# formula que extrae varios elementos?



## Miguelsp (Apr 19, 2011)

Hola

Tengo una duda e igual me pueden ayudar

Una de mis hojas excel tiene una columna que incluye referencias con su correspondiente precio. El problema es que en una misma celda me incluye varias referencias con sus precios con lo que no puedo saber cual es el precio final del pedido. Os pongo un ejemplo

LK.A5CES.002 - 105.70, bt.A57ES.030 - 51.63
AP.A4CES.014 - 16.34
60.A56ES.003 - 21.62, 60.A589S.004 - 46.62

Como pueden ver puede ser que haya una referencia, dos, ninguna o hasta 15. No espero que haya más pero podría ser, es decir, el número de referencias no está limitado en principio.

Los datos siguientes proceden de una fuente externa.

PR #740, opened 2017-12-23
Individualize NameHashSet Hashing & Revisit #709

### LINKED ISSUE #831: Path file case detection
# Description
SM 1.9.0.6237
Issue with handling of path files - not sure scope of bug, however it was noticed during sm_rcon sm plugins unload PluginFolder/plugin.smx

Folder exists in /plugins dir with capital letters. Inside is plugin. (eq plugins/PluginFolder/plugin.smx)
run sm_rcon sm plugins unload PluginFolder/plugin
error that plugin is not loaded
run sm_rcon sm plugins unload pluginfolder/plugin
success

# Example:
```
sm_rcon sm plugins unload SourceIRC/sourceirc-relayall
[SM] Plugin SourceIRC\sourceirc-relayall.smx is not loaded.
sm_rcon sm plugins unload sourceirc/sourceirc-relayall
[SM] Plugin SourceIRC -> Relay All will be unloaded on the next frame.
```

Headline:
On #709, we forgot to convert the `NameHashSet<CPlugin *>`'s lookups to be lowercase. This will fix some casing issues people were experiencing trying to unload their (case-edited) plugins.

EDIT (12/27/17): 
Upon asherkin’s message below, I reverted the first commit of this PR & the #709 commit. The new solution to this entire problem, including the one #709 tried to solve, is to change the way `NameHashSet` hashes the key by forcing policies to also implement a `hash` method which will be used instead of the blanket implementation of `hash` that existed before.

Edit (6/17/2018):
Fixes #831

### DIFF
--- a/core/ConVarManager.h
+++ b/core/ConVarManager.h
@@ -43,6 +43,7 @@
 #include <compat_wrappers.h>
 #include "concmd_cleaner.h"
 #include "PlayerManager.h"
+#include <sm_stringhashmap.h>
 
 using namespace SourceHook;
 
@@ -66,6 +67,10 @@ struct ConVarInfo
 	static inline bool matches(const char *name, const ConVarInfo *info)
 	{
 		return strcmp(name, info->pVar->GetName()) == 0;
+	}
+	static inline uint32_t hash(const detail::CharsAndLength &key)
+	{
+		return key.hash();
 	}
 };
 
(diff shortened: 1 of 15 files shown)


asherkin:
I wonder if we should just change the hash strategy for the `NameHashSet`, and revisit the original change.

Headline:
That’s probably a cleaner way of accomplishing this. I’ll submit a patch in the near future

Headline:
@asherkin can you add this to your list for a review?

duck says he's cool to take this into 1.10 and if all is well after a while it's cool to cherrypick into 1.9

PR #741, opened 2017-12-26
Default last_command_client_ to 0 instead of -1.

KyleSanderson:
Over two years ago (!) we changed CommandClient() to return -1 as opposed to 0 if it was uninitialized. This is reproducible by simply going:

```
#pragma semicolon 1
public OnPluginStart()
{
	AddCommandListener(Listener);
}

public Action:Listener(client, const String:sCommand[], argc)
{
	PrintToServer("%N: %s", client, sCommand);
	return Plugin_Continue;
}
```
This may have uncovered a bug, that we never set CommandClient to 0 when commands are invoked by the server. This PR just reverts the behaviour to prior to when this landed for 1.8 as I'm only updating my (ancient) gear now.

Fix from: https://github.com/alliedmodders/sourcemod/commit/fe16e8e47cd854c482ba04f292eaa1e2d4e2e34b
Docs: https://github.com/alliedmodders/hl2sdk/blob/sdk2013/tier1/commandbuffer.cpp#L568

### DIFF
--- a/core/GameHooks.cpp
+++ b/core/GameHooks.cpp
@@ -51,7 +51,7 @@ SH_DECL_HOOK1_void(IServerGameClients, SetCommandClient, SH_NOATTRIB, false, int
 
 GameHooks::GameHooks()
 	: client_cvar_query_mode_(ClientCvarQueryMode::Unavailable),
-	  last_command_client_(-1)
+	  last_command_client_(0)
 {
 }
 


asherkin:
> This may have uncovered a bug, that we never set CommandClient to 0 when commands are invoked by the server. 

Why isn’t this being fixed instead?

KyleSanderson:
> Why isn’t this being fixed instead?
Bit of a rabbits hole. Technically (well, we'd like it to) the engine should be calling this function before executing commands, but this is the VSP interface that was given years back... Fixing this back to SM1.0-1.7 functionality seemed like the more followed path, with the caveat noted above that there's still atleast one case where this is potentially incorrect.

Can we land the revert? Just trying to modernize my workloads at the moment, this being an unexpected behaviour change.

psychonic:
If I'm understanding this correctly (after only looking through it about half as deeply as I probably should), the conflict is that internally the game uses -1 for commands from server and SM uses 0. And the current issue being that SM is using -1 instead of 0 for (only) the case where SetCommandClient hasn't been called yet.

Assuming all of that is correct, I'm for taking the PR as-is, reverting that change, rather than blowing up a bunch of plugins not expecting -1 in more cases, or adjusting all parts of SM to translate it before it gets to them.

asherkin:
That isn't my understanding, the game passes engine client index (or `-1` for server) then we +1 on our end to get our client ID (entity index, 0 for server).

In this case the client ID on our end is not getting set due to the function apparently not being called, this was silently failing before and attributing the command to the server on early calls, **but would be passing through a stale client ID if occurring after a command from a client.** That is a serious bug that we should not let regress. I think we should also explicitly set the ID back to -1 after processing a command (if we're always expecting a 1:1 relationship between SetCommandClient calls and command dispatches) to try and catch any other missing calls later.

This needs debugging work to figure out why `SetCommandClient` isn't being called in all cases, I am strongly against reverting the original change as it appears to have exposed an issue that needs fixing -
 not caused the issue.

KyleSanderson:
> the conflict is that internally the game uses -1 for commands 
Kind of, the game stores the player slot internally, which is -1 for the server. The return from gameinterface is +1'd in the engine: https://github.com/alliedmodders/hl2sdk/blob/3957adff10fe20d38a62fa8c018340bf2618742b/game/server/gameinterface.cpp#L277 . In SM we do this on the storage, not the return which is why I'm assuming this even happened to begin with (storing -1 though the SM function would result in 0 being returned).

soft-docs: https://github.com/alliedmodders/hl2sdk/blob/3957adff10fe20d38a62fa8c018340bf2618742b/tier1/commandbuffer.cpp#L565

KyleSanderson:
@asherkin so, this is still broken in trunk (my consumers are still on a pre-SM version of this change). I guess it's been broken for eons now, do we want to land this one? paper over in SP?

Issue #749, opened 2018-01-16
Feature request: Traceray natives for triggers


jason-e:
There is currently no way to do point/ray/hull testing against trigger entities. Associated SourceMod traceray natives make use of `IEngineTrace->TraceRay()` and `IEngineTrace->GetPointContents()` which, at least according to the implementation found [here](https://github.com/VSES/SourceEngine2007/blob/master/se2007/engine/enginetrace.cpp), explicitly ignore trigger entities through the use of the partition mask `PARTITION_ENGINE_SOLID_EDICTS` which includes ["every edict_t that isn't SOLID_TRIGGER or SOLID_NOT (and static props)"](https://github.com/ValveSoftware/source-sdk-2013/blob/master/mp/src/public/ispatialpartition.h#L30).

The enginetrace function `EnumerateEntities()` (with `triggers == true`) could be used to at least find triggers along a given ray/rayhull. True "collision" testing would also require the use of enginetrace's `ClipRayToEntity()`. Whether these two functions should be exposed directly or used in some higher-level function(s) is not important as long as point/ray/hull testing is made possible for triggers.

It is technically already possible to "find" triggers by hooking trigger entity touch events and moving some entity through a given area until they are fired, however that is not a great solution as it is imprecise and cannot be done instantaneously.

PR #754, opened 2018-01-21
Add new Traceray natives

SlidyBat:
Related to #749 
Adds TR_EnumerateEntities and TR_ClipRayToEntity natives, which will be very useful for having more control over tracerays. More specifically, this allows plugin developers to create rays that can hit trigger entities.

Here's an example of how using these natives would look like in a plugin:
```cpp
#include <sourcemod>
#include <sdktools>

public void OnPluginStart()
{
	RegConsoleCmd( "sm_trigtest", Command_TriggerTest );
}

public Action Command_TriggerTest( int client, int args )
{
	float startpos[3];
	GetClientEyePosition( client, startpos );
	float angles[3];
	GetClientEyeAngles( client, angles );
	
	// native void TR_EnumerateEntities(const float pos[3], const float vec[3], bool triggers, RayType rtype, TraceEntityEnumerator enumerator, any data=0);
	TR_EnumerateEntities( startpos, angles, true, RayType_Infinite, HitTrigger );
}

// return true to continue enumerating, or false to stop
public bool HitTrigger( int entity )
{
	char classname[64];
	GetEntityClassname( entity, classname, sizeof( classname ) );	
	if( StrContains( classname, "trigger" ) > -1 )
	{
		// native void TR_ClipRayToEntity(int flags, int entity, Handle tr=INVALID_HANDLE);
		TR_ClipRayToEntity( MASK_ALL, entity );
		
		float pos[3];
		TR_GetEndPosition( pos );
		
		PrintToChatAll( "Hit a trigger! Collided at (%.2f, %.2f, %.2f)", pos[0], pos[1], pos[2] );
		return false;
	}
	
	return true;
}
```

Also I think the diffs looks weird because VS told me that line endings were inconsistent and it "fixed" them.
EDIT: Re-did it without the line ending bs to fix the cancer diff.


Headline:
Can you go back and undo the white space changes so the diffs only contain what you’ve added? You’ve really nuked line endings here

asherkin:
Is `TR_ClipRayToEntity` ever useful outside of the `TR_EnumerateEntities` callback?

Does something like the following make more sense to be consistent with the other TR natives:
```
public Action Command_TriggerTest( int client, int args )
{
	float startpos[3];
	GetClientEyePosition( client, startpos );
	float angles[3];
	GetClientEyeAngles( client, angles );
	
	// native void TR_EnumerateEntities(const float pos[3], const float vec[3], bool triggers, RayType rtype, TraceEntityEnumerator enumerator, any data=0);
	TR_EnumerateEntities( startpos, angles, true, RayType_Infinite, HitTrigger );

	// TR_EnumerateEntities internally calls TR_ClipRayToEntity before returning when enumerator returns false.
	//TR_ClipRayToEntity( MASK_ALL, entity );
		
	float pos[3];
	TR_GetEndPosition( pos );
		
	PrintToChatAll( "Hit a trigger! Collided at (%.2f, %.2f, %.2f)", pos[0], pos[1], pos[2] );
}

// return true to continue enumerating, or false to stop
public bool HitTrigger( int entity )
{
	char classname[64];
	GetEntityClassname( entity, classname, sizeof( classname ) );	
	return StrContains( classname, "trigger" ) == -1;
}
```

This is making the assumption that after you've clipped the ray you'll always be returning false, is this assumption correct?

When is the `mask` param to `TR_ClipRayToEntity` needed? (other than `MASK_ALL`)

If `TR_ClipRayToEntity` is needed, I think it should probably be used with `TR_GetEntityIndex`, rather than inside the enumerator.

Only other thing I would like to see is replacing the boolean `triggers` param with a flag param - we're trying to move away from non-obvious boolean params as they make code harder to understand quickly.

jason-e:
Whether `ClipRayToEntity` should be called automatically or available directly is mostly just a matter of optimization, I think. Two scenarios come to mind:

- If you want to use `EnumerateEntities` with some break condition in the enumerator for efficiency but don't care about the actual point of collision, calling `ClipRayToEntity` automatically is a waste. Though maybe that "waste" is too little to care about, I have no idea.
- If you have a known entity in mind and just want to clip a ray to it, without direct access to `ClipRayToEntity` you would have to call `EnumerateEntities` with a special filter, which seems inconvenient - though I guess it's no less convenient than `TR_TraceRayFilter`.

> When is the mask param to TR_ClipRayToEntity needed? (other than MASK_ALL)

I'm not sure, but it's probably there for a reason, right? I guess if you start with a known entity but don't know what its contents type might be. Or maybe: can entities be composed of multiple collidables with differing contents types? That would absolutely make the mask parameter useful. [This 2007 implementation of IEngineTrace](https://github.com/VSES/SourceEngine2007/blob/master/se2007/engine/enginetrace.cpp) passes that mask value through to a lot of stuff, so it probably matters for something.

I feel like it makes the most sense to expose these functions as-is rather than make our own, potentially more restrictive variants. They are probably that way for a reason, even if we don't know exactly why right now. The other TR_ natives seem to leave their corresponding `enginetrace` functions unrestricted.

>Only other thing I would like to see is replacing the boolean triggers param with a flag param

I guess it makes code more readable, but makes it less obvious to write since you have to find the flag names, and there will only ever be two values needed. Not a big deal either way; better to be consistant if this is something SM already does in other places.

SlidyBat:
> This is making the assumption that after you've clipped the ray you'll always be returning false, is this assumption correct?

Clipping the ray doesn't always mean that you want to stop enumerating. The condition for stopping the enumerating could be dependent on the results of ClipRayToEntity (or something else entirely). 
e.g. You only want to stop enumerating if the position meets some requirements. I think it would be best if its left up to the people using these functions instead of taking away that option.

> When is the mask param to TR_ClipRayToEntity needed? (other than MASK_ALL)

This depends on the use case. Using different masks on entities could give different results depending on where it hits them. For example, say I wanted to clip the ray to a players bounding box rather than it's hitbox, I could use MASK_PLAYERSOLID for that. I tested this out myself using [this code](https://pastebin.com/Er3B9p0A). Here's an image showcasing it as well (red hits hitbox, green hits bbox): https://i.imgur.com/HjNZqEy.jpg


> Only other thing I would like to see is replacing the boolean triggers param with a flag param

Do you mean making an enum specifically for this? I only made it a boolean since [the function it calls](https://github.com/VSES/SourceEngine2007/blob/master/se2007/engine/enginetrace.cpp#L98) also uses a bool so I thought that would be the most straightforward way to do it.

Also I wasn't sure about my ClipRayToEntity, since it creates a new trace result out of the ray. When you want to use the global trace result you pass in INVALID_HANDLE, or pass in a handle and it gets filled with a new trace result. Should I change this behaviour to work like the other TR functions with a regular/Ex version?

SlidyBat:
I've pushed another commit that seperates ClipRayToEntity into 2 groups of natives:
- TR_ClipRayToEntity(Ex) - This now takes a start/end/raytype like the other Trace natives and initializes a new ray before calling ClipRayToEntity.
- TR_ClipCurrRayToEntity(Ex) - This works like the implementation before this commit where it just performs ClipRayToEntity on the current global ray.

This way the ClipRayToEntity function isn't tied down to EnumerateEntities and can also be used by itself.
I also split those to natives into regular/extended versions that return new trace results to make them more like the other natives.

Any thoughts?

jason-e:
That implementation looks solid in my opinion.

Just to clarify why SildyBat went with two versions of `ClipRayToEntity` (not including their Ex counterparts): 

At a minimum, it makes sense to have a version of `ClipRayToEntity` that mirrors the original (it accepts an arbitrary ray definition); but there is also potential for a need to call `ClipRayToEntity` as part of the `EnumerateEntities` enumerator - especially since the two tend to go together. Since we don't have access to the ray/trace instances in SourcePawn, having `TR_ClipCurrRayToEntity` makes that much easier. Without it we would need to pass something like a datapack to the enumerator and repeatedly initialize a new copy of the same ray.

Pelipoika:
Can we have this please?

Benoist3012:
Yeah please.

PR #756, opened 2018-01-25
Add more TF2 specific DMG_ definitions

Pelipoika:


plugins/include/sdkhooks.inc
```diff
@@ -74,6 +74,24 @@
 #if !defined DMG_CRIT
```
asherkin: You don’t want these inside this `#if` - you might want an `#if` for each one though (@psychonic?)

Pelipoika: The DMG_ defines above are defined the same way

psychonic: I agree with @asherkin 

The ones above were done that way because there was a popular include at the time that had all of them in it copied from the SDK like ours were.

For the TF2 ones, it's very possible to run into plugins where users have manually defined one or more of these on their own due to us never having them. It doesn't hurt to guard them.

Pelipoika: Done

plugins/include/sdkhooks.inc
```diff
@@ -76,6 +76,36 @@
 	#define DMG_CRIT DMG_ACID
 #endif
 
+#if !defined DMG_RADIUS_MAX
+	//No damage falloff
```
Headline: This is a nit, but by doing this we eat up lots of whitespace, perhaps we can move the comments inline?
```cpp
#if !defined DMG_CRIT
	#define DMG_CRIT DMG_ACID /* TF2 crits and minicrits */
#endif
```
Perhaps even take away the whitespace between each `#endif` and `#if`, but I'm not sure if smdevs woud like them slammed together that closely.
@asherkin ?

asherkin: That's actually a good point - they need to be doccomments for the parser to pick them up correctly, and the sanest way to do that is inline using `/**< comment here */` (the `DMG_CRIT` one should change as well).

I don't really care about the line count / whitespace.

PR #757, opened 2018-01-26
Fix ``KvSavePosition`` definition

fakuivan:
The current ``KvSavePosition`` definition does not reflect the behaviour seen in [core/smn_keyvalues.cpp#L973-L981](https://github.com/alliedmodders/sourcemod/blob/404e96ad456531e9029f3b02b243a5284efd9691/core/smn_keyvalues.cpp#L973-L981). This can cause problems if some procedure on sp expects ``KvSavePosition`` to always add one node to the stack, no matter if there is no higher node.


asherkin:
Does it make sense to just have it always push rather than requiring plugins to check?

fakuivan:
I'd rather just keep the logic intact just in case someone found out about the issue and addressed it on their code. 
The only case I could think of would be if a pluign assumed that if this returned false, the stack should be on the root node.

peace-maker (approved):
I'm also for fixing the documentation instead of changing the native's behavior after all the time it existed.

Ahora mismo lo tengo medio arreglado con una macro que me hace un texto en columnas utilizando el espacio como separador y me elimina las columnas que contienen la referencia y el signo - . Luego elimino las , y ya me queda el coste en distintas columnas, que claro, tengo que sumar... En definitiva la macro me ayuda a limpiar pero al final me toca hacer demasiado trabajo manual.

Mi pregunta es si habría alguna manera de hacerlo con una fórmula para que pueda ponerla directamente en una celda o si me pueden ayudar con una macro más simplificada.

mil gracias por adelantado!


----------



## cgcamal (Apr 19, 2011)

Hola Miguel,

Si entendí bien, querés quitar todo lo que no es "valor monetario" (###.##) para luego colocar en 
diferentes columnas cada cantidad/costo y sumar los costos de cada columna. 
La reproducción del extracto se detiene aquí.